Veterans of Capitol Hill who spent decades on the receiving end of flattery and praise — earned and unearned — from staff, colleagues, administration officials, lobbyists say that the president would be wise to break out of the bubble of yes men.

Survival in Washington requires enough self-awareness to distinguish between the sincere and the suck-ups, says former senator Alan Simpson of Wyoming, who spent 18 years in Washington.

“Flattery, in itself, is nice stuff,” he says. Simpson says he learned to “tell the difference between the phony bastards and the true people. A politician should be able to figure that out.”

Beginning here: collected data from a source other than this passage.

PR #763, opened 2026-05-06
fix(typed_pipes): detect drain thread broken pipe within one render frame

### LINKED ISSUE #759: fix(typed_pipes): drain thread exits silently on Broken Pipe — host detects stale session late
## What

When the app-side socket closes unexpectedly (e.g. the audio-recorder app switches devices mid-capture), the drain thread hits \`Broken pipe (os error 32)\` on \`write_frame\`, logs a warning, and exits silently. The host has no signal that the drain thread died — it only discovers the stale session the next time \`start_audio_capture\` is called with the same \`pipe_id\`. The gap is 3–21 seconds in practice.

Observed in the log:
\`\`\`
[WARN]  typed_pipes: drain write error: Broken pipe (os error 32)
[ERROR] app::audio-recorder pipe read_frame error: [Errno 9] Bad file descriptor
[INFO]  audio-recorder: capture stopped, 582 chunks
# ... 3–21 second gap ...
[WARN]  ProcessApp[audio-recorder]: AudioCapture pipe_id=audio-recorder-mic stale session — cleaning up and restarting
\`\`\`

## Reproduce

1. Open audio-recorder app
2. Start a capture, then switch audio devices while recording
3. Observe the log gap between the \`Broken pipe\` warn and the \`stale session\` warn

## Expected

The host should detect the broken drain within one render frame and immediately emit \`AudioCaptureError\` (and equivalent events for MIDI/video pipes), cleaning up the stale session proactively rather than waiting for the app to retry.

## Action Plan

- **\`src/typed_pipes.rs\`** — add \`error_flag: Arc<AtomicBool>\` to \`BinaryPipeEntry\`. Drain thread sets it before exiting with a write error. Add \`TypedPipeRegistry::drain_failed(pipe_id) -> bool\` to poll the flag.
- **\`src/process_app/routing.rs\`** — in \`poll_actions\` (or the per-frame tick path), iterate open audio/MIDI/video capture sessions and call \`drain_failed(pipe_id)\`. On true: close the pipe, remove the session from \`audio_capture_sessions\`, push \`PlexiEvent::AudioCaptureError\` so the app gets immediate notification.
- **\`src/typed_pipes.rs\`** — clear the flag in \`close()\` so it doesn't fire spuriously after a clean shutdown.

Alternative: pass a \`crossbeam_channel::Sender<(String, String)>\` (pipe_id, error) into the drain thread and let it push directly onto the host outbound event queue — more immediate, but requires routing the sender through \`open_binary\`.

## Done When

- After a Broken Pipe on the drain thread, \`AudioCaptureError\` (or equivalent) is emitted to the app within one render frame (~16ms), with no multi-second gap
- \`stale session\` warn is eliminated — the pipe is cleaned up before any retry attempt
- \`cargo test --lib\` passes

ianjamesburke:
Closes #759

## What

When the drain thread exits due to a write error (e.g. `Broken pipe os error 32`), the host had no signal — it only discovered the stale session on the next `start_audio_capture` retry, 3–21 seconds later.

## How

**`src/typed_pipes.rs`**
- Add `error_flag: Arc<AtomicBool>` to `BinaryPipeEntry`
- Drain thread sets it before breaking on a write error (alongside the existing `log::warn!`)
- New `TypedPipeRegistry::drain_failed(pipe_id) -> bool` polls the flag

**`src/process_app/mod.rs`**
- Per-frame check: after draining HTTP/file-picker async results, iterate all active `audio_capture_sessions` and call `drain_failed()` on each pipe
- On failure: remove session, close pipe, clear peak meter, push `PlexiEvent::AudioCaptureError` immediately
- Eliminates the `stale session` warn — pipe is cleaned up before any retry

## Tests

- `drain_failed_set_after_broken_pipe` — connects/drops a client socket, pushes a frame, asserts `drain_failed()` returns true within 300ms
- `drain_failed_false_for_healthy_pipe` — asserts flag is false before any error and for unknown pipe ids

## Breaks if

`AudioCaptureError` is not emitted within ~one render frame (~16ms) after a `Broken pipe` on the drain thread, or the `stale session — cleaning up and restarting` warn still appears in the log after a device switch.

### DIFF
--- a/src/process_app/mod.rs
+++ b/src/process_app/mod.rs
@@ -1291,6 +1291,41 @@ impl App for ProcessApp {
             self.outbound_events.push_back(event);
         }
 
+        // Per-frame: detect audio capture pipes whose drain thread exited due
+        // to a write error (e.g. Broken pipe when the app-side socket closed
+        // unexpectedly). Emit AudioCaptureError immediately so the app is
+        // notified within one render frame rather than waiting for the next
+        // start_audio_capture retry to discover the stale session.
+        let failed_audio_pipes: Vec<String> = self
+            .audio_capture_sessions
+            .keys()
+            .filter(|pipe_id| {
+                self.pipe_registry
+                    .lock()
+                    .map(|r| r.drain_failed(pipe_id))
+                    .unwrap_or(false)
+            })
+            .cloned()
+            .collect();
+        for pipe_id in failed_audio_pipes {
+            log::warn!(
+                "ProcessApp[{}]: AudioCapture pipe_id={pipe_id} drain failed — cleaning up",
+                self.type_id
+            );
+            self.audio_capture_sessions.remove(&pipe_id);
+            self.pipe_registry
+                .lock()
+                .expect("pipe_registry poisoned")
+                .close(&pipe_id);
+            if let Ok(mut m) = self.audio_peak_meters.lock() {
+                m.remove(&pipe_id);
+            }
+            self.outbound_events.push_back(PlexiEvent::AudioCaptureError {
+                pipe_id,
+                error: "pipe drain failed (broken pipe)".to_owned(),
+            });
+        }
+
         let new_cmds = self.drain_draw_commands();
 
         for cmd in new_cmds {
--- a/src/typed_pipes.rs
+++ b/src/typed_pipes.rs
@@ -71,6 +71,11 @@ struct BinaryPipeEntry {
     /// capture callback) clone this `Arc` and push frames; the drain thread
     /// pops and writes them to the socket.
     ring: Arc<ArrayQueue<Vec<u8>>>,
+    /// Set by the drain thread before it exits due to a write error (e.g.
+    /// Broken pipe). The host polls this flag per-frame via `drain_failed()`
+    /// and emits an error event so the app is notified promptly rather than
+    /// waiting for the next retry attempt.
+    error_flag: Arc<AtomicBool>,
 }
 
 struct JsonPipeEntry {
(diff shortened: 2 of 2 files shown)


ianjamesburke:
## Test result: ❌ Breaks if condition violated

Tested on the PR build (`plexi-pr-763`, v3.5.4). Two issues found from `~/.plexi-pr-763/plexi.log`:

### 1. Stale session warn still fires

The PR's own `Breaks if` condition is not met — `stale session — cleaning up and restarting` still appears after a broken pipe:

```
[00:09:45] WARN typed_pipes: drain write error: Broken pipe (os error 32)
[00:09:45] WARN process_app: AudioCapture pipe_id=audio-recorder-mic drain failed — cleaning up   ← new path fires correctly
[00:09:58] INFO typed_pipes: drain thread started for pipe audio-recorder-mic
[00:09:58] INFO process_app::routing: audio.capture started
[00:10:00] INFO app::audio-recorder: capture stopped, 0 chunks
[00:10:00] WARN process_app::routing: stale session — cleaning up and restarting   ← old path still reachable
```

Root cause: the `drain_failed` path handles the broken pipe session correctly, but when the app immediately starts a *new* capture, that new session hits the old stale session check (0 chunks reported). The two paths are not mutually exclusive.

### 2. UI freeze after stale session path

Immediately after the stale session warn, the UI thread blocked for 15 seconds:

```
[00:10:01] INFO  heartbeat: beat=1 uptime=00:00:30
[00:10:02] WARN  heartbeat: [FREEZE] UI thread unresponsive for 2s
...
[00:10:15] WARN  heartbeat: [FREEZE] still frozen — 15s unresponsive
```

This is what macOS reported as the hang (incident `AECF671F`, 00:10:15). The `cleaning up and restarting` code path in `stale session` is blocking the UI thread. Even if issue #1 is fixed, this path should be async-safe since it can still be reached in other scenarios.

PR #777, opened 2026-05-06
feat(tts): audio.speak primitive — emit.speak(text) via Gemini TTS

### LINKED ISSUE #747: Host: TTS primitive — emit.speak(text)
## Summary

Add a new PGAP command `speak` that any app can emit to have the host synthesize and play speech audio. Routes to Gemini Flash TTS via direct Google API.

## Requirements

- New PGAP command: `{"cmd": "speak", "text": "Got it", "voice": null}`
- Host-side handler: sends text to Gemini TTS API, receives audio, plays on default output device
- New capability: `audio.speak` — apps must declare this in manifest to use speak
- Python SDK: `emit.speak(text, voice=None)` method on Emitter
- Audio playback uses system default output (CoreAudio on macOS)
- Config in `voice.toml`:
  ```toml
  [voice.tts]
  provider = "google"
  model = "gemini-2.5-flash"
  api_key_env = "GOOGLE_API_KEY"
  ```
- Log: TTS request, latency, audio duration

## Dependencies

- Independent — can be built in parallel with other voice issues
- Will be used by the voice agent daemon (#748) but is a standalone primitive

## Technical Notes

- Direct Gemini API (not OpenRouter) to avoid double-hop latency
- API: `generateContent` with audio output modality, or dedicated TTS endpoint
- Consider streaming playback (start playing before full audio is received) for longer responses
- For MVP: fire-and-forget playback, no interruption/cancel support needed yet

## Acceptance Criteria

- A test app calling `emit.speak("Hello world")` plays audio through speakers
- Capability enforcement: app without `audio.speak` gets denied
- Configurable via voice.toml

## Prior Attempts

**Attempt 1:** PR #777 — implemented `HostCommand::Speak`, `audio.speak` capability, Gemini TTS API call in a background thread (PCM → WAV via hound → rodio playback), Python SDK `emit.speak()`.
**Why it failed:** Host reads the Google API key via `std::env::var("GOOGLE_API_KEY")`, which is not available to GUI apps (Plexi is launched via macOS app bundle, not a shell). Terminal panes inherit the env correctly because Plexi spawns them as login shells — but the host's own Rust threads don't go through that path.
**What to try next:** Replace `std::env::var` with a lookup through the Plexi workspace secrets resolver (the same infrastructure used by `SecretGet` for apps). The host already has a `workspace_root` on the `ProcessApp` — use it to scope the secret lookup. The speak-tester POC app should use `emit.secret_get("GOOGLE_API_KEY")` to surface key availability, not hardcoded static text.

ianjamesburke:
## Summary

- Adds `HostCommand::Speak` to the PGAP protocol — apps emit `{"type":"speak","text":"..."}` and the host handles TTS + playback
- New `audio.speak` capability gates the command; apps must declare it in `manifest.toml`
- Host calls Gemini TTS API in a background thread (non-blocking), decodes PCM → WAV via hound, plays via rodio
- Python SDK: `emit.speak(text, voice=None)` on the `Emitter` class
- Config via `~/.plexi-alpha/config.toml` `[voice.tts]` section (optional — falls back to sensible defaults)
- POC app at `examples/speak-tester/` for manual verification

Closes #747

## Test plan

- [ ] Install PR build: `just pr-install <N>` from feature worktree
- [ ] Install speak-tester app and open it
- [ ] With `GOOGLE_API_KEY` set, press Enter — audio should play through speakers
- [ ] Check `~/.plexi-alpha/plexi.log` for TTS latency and playback log lines
- [ ] Open a second app without `audio.speak` in manifest, call speak — log should show capability denied

### DIFF
--- a/examples/speak-tester/manifest.toml
+++ b/examples/speak-tester/manifest.toml
@@ -1,0 +1,15 @@
+schema_version = 1
+
+[app]
+id = "speak-tester"
+type = "app"
+name = "Speak Tester"
+version = "0.1.0"
+description = "POC app — tests the audio.speak TTS primitive. Press Enter to say 'Hello from Plexi'."
+entry = "speak_tester.py"
+
+[app.capabilities]
+capabilities = ["audio.speak"]
+
+[launch]
+layout_hint = { side = "right", split = 0.3 }
--- a/examples/speak-tester/speak_tester.py
+++ b/examples/speak-tester/speak_tester.py
@@ -1,0 +1,26 @@
+#!/usr/bin/env python3
+"""Speak Tester — POC for emit.speak() TTS primitive.
+
+Press Enter to fire a speak command. Watch plexi.log for TTS latency.
+"""
+from plexi_sdk import App, RenderContext
+
+
+class SpeakTester(App):
+    def __init__(self) -> None:
+        super().__init__()
+        self._count = 0
+
+    def on_render(self, ctx: RenderContext) -> None:
+        ctx.text(10, 20, "Speak Tester", size=16, color="#cdd6f4", bold=True)
+        ctx.text(10, 50, f"Press Enter to speak. Count: {self._count}", size=13, color="#a6adc8")
+        ctx.text(10, 75, "Requires GOOGLE_API_KEY to be set.", size=12, color="#6c7086")
+
+    def on_key(self, _ctx: RenderContext, key: str, _mods: dict) -> None:
+        if key == "Return":
+            self._count += 1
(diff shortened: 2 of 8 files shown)


ianjamesburke:
Closing — approach works at the Rust/Python level but the API key lookup is wrong. Host reads GOOGLE_API_KEY via std::env::var which isn't available to GUI apps unless they inherit it from a shell. The right fix is to route through the Plexi workspace secrets store (same as secrets.get for apps). See issue #747 for full context.

PR #797, opened 2026-05-07
fix(context): remove CWD-based auto-switch (#796)

### LINKED ISSUE #796: P0: strip automatic context switching — CWD-based auto-switch is actively disruptive
## What

`check_context_auto_switch()` fires every frame when the focused pane changes. It walks the terminal's CWD up the directory tree looking for a matching context root, and if found silently switches the active context. The ZSH `precmd` hook in the PTY environment emits OSC 7 on every prompt, keeping the CWD fresh for this path.

The feature is not complete and is actively disruptive — users get teleported to a different context simply by navigating directories or focusing a different terminal.

## Reproduce

1. Have two contexts, each with a root path configured
2. Open a terminal in Context A, `cd` into Context B's root (or a subdirectory)
3. Focus away and back, or wait for the next precmd
4. Active context silently switches to Context B — the terminal that was focused disappears from view

## Expected

No automatic context switching occurs. Context switching is always an explicit user action.

## Action Plan

- **`src/app/sync.rs`** — delete `check_context_auto_switch()` entirely and remove its call site in the per-frame update loop
- **`src/app/mod.rs`** — remove fields `last_focused_tile_for_auto_switch: Option<egui_tiles::TileId>` and `skip_auto_switch_frames: u8` from `PlexiApp` and both struct-literal init blocks
- **`src/sidebar.rs:270`** — remove the `skip_auto_switch_frames = 2` assignment (set on manual context switch to suppress auto-switch)
- **`src/command_palette.rs:527`** — same, remove `skip_auto_switch_frames = 2`
- **`src/testing.rs`** — delete `skip_auto_switch_frames_decrements_each_frame` and `auto_switch_no_op_without_context_roots` tests
- Leave the OSC 7 `precmd` hook in `src/shell.rs` intact — it is used for split-pane CWD inheritance, not just auto-switching

See #786 for the longer-term design question of whether and how to re-introduce this as an opt-in feature.

## Done When

`cd`-ing into a directory that matches another context's root (inside any terminal) never triggers an automatic context switch, regardless of focus state.

ianjamesburke:
Closes #796

## What

Removes `check_context_auto_switch()` and all supporting state (`last_focused_tile_for_auto_switch`, `skip_auto_switch_frames`) that silently switched the active context when a terminal's CWD matched another context's root path.

## Why

The auto-switch was actively disruptive — users got teleported to a different context by simply navigating directories or focusing a different terminal pane. The suppression mechanism (`skip_auto_switch_frames=2`) was a race: 2 frames (~33ms) wasn't enough, causing manual context switches to immediately bounce back.

## Changes

- `src/app/sync.rs` — deleted `check_context_auto_switch()` and its call site
- `src/app/mod.rs` — removed `last_focused_tile_for_auto_switch` and `skip_auto_switch_frames` fields
- `src/sidebar.rs` — removed `skip_auto_switch_frames = 2` assignment
- `src/command_palette.rs` — removed `skip_auto_switch_frames = 2` assignment
- `src/testing.rs` — deleted the two tests for this behaviour

The OSC 7 `precmd` hook in `src/shell.rs` is untouched — it's used for split-pane CWD inheritance.

**Breaks if:** Context switches when a terminal `cd`s into another context's root directory.

### DIFF
--- a/src/app/mod.rs
+++ b/src/app/mod.rs
@@ -264,12 +264,6 @@ pub struct PlexiApp {
     /// Receiver for HostCommands sent over the PLEXI_SOCKET Unix socket listener.
     /// Drained each frame in `drain_pane_cmd_channel`.
     pane_ipc_rx: std::sync::mpsc::Receiver<crate::app_protocol::HostCommand>,
-    /// Last tile that triggered an auto-context-switch check. Avoids re-running
-    /// the CWD lookup every frame when focus hasn't changed.
-    pub(crate) last_focused_tile_for_auto_switch: Option<egui_tiles::TileId>,
-    /// Frames remaining before auto-context-switch is allowed after a manual
-    /// context switch. Prevents immediately overriding the user's intent.
-    pub(crate) skip_auto_switch_frames: u8,
 }
 
 #[cfg(test)]
@@ -628,8 +622,6 @@ impl PlexiApp {
                     update_rx: Some(update_rx),
                     update_available: None,
                     pane_ipc_rx,
-                    last_focused_tile_for_auto_switch: None,
-                    skip_auto_switch_frames: 0,
                 };
             }
         }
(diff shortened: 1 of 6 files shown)


ianjamesburke:
Closing — approach didn't work. See issue #796 for full context.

Former congressman John Dingell of Michigan, who served in the House a record 59 years, says he didn’t get distracted by D.C. culture of flattery. “I never really had much time for that nonsense. I was trying to get things done, not polish the apple.” He credits the nuns at the Catholic school he attended in Michigan for his aversion to what he calls “lickspittles.”

“I was never permitted to think how important I was,” Dingell says.

He saw his colleagues in the upper chamber a bit differently: “Senators have all got these gigantic egos,” says Dingell. “There is less of it in the House.”

Simpson begs to differ: There is, he says, no shortage of self-regard among the 535 elected officials on Capitol Hill — no matter which chamber they serve in. “There are enough egos there to float battleships.”

At the end of the day, none of this groveling matters if the object of all this attention has a coterie of trusted family, friends and advisers who will tell them the truth — especially about themselves. Simpson had a kitchen cabinet of about a dozen people he could count on to be honest. “You need staff members who say, ‘Al, you’re full of crap.’ That’s what you want.”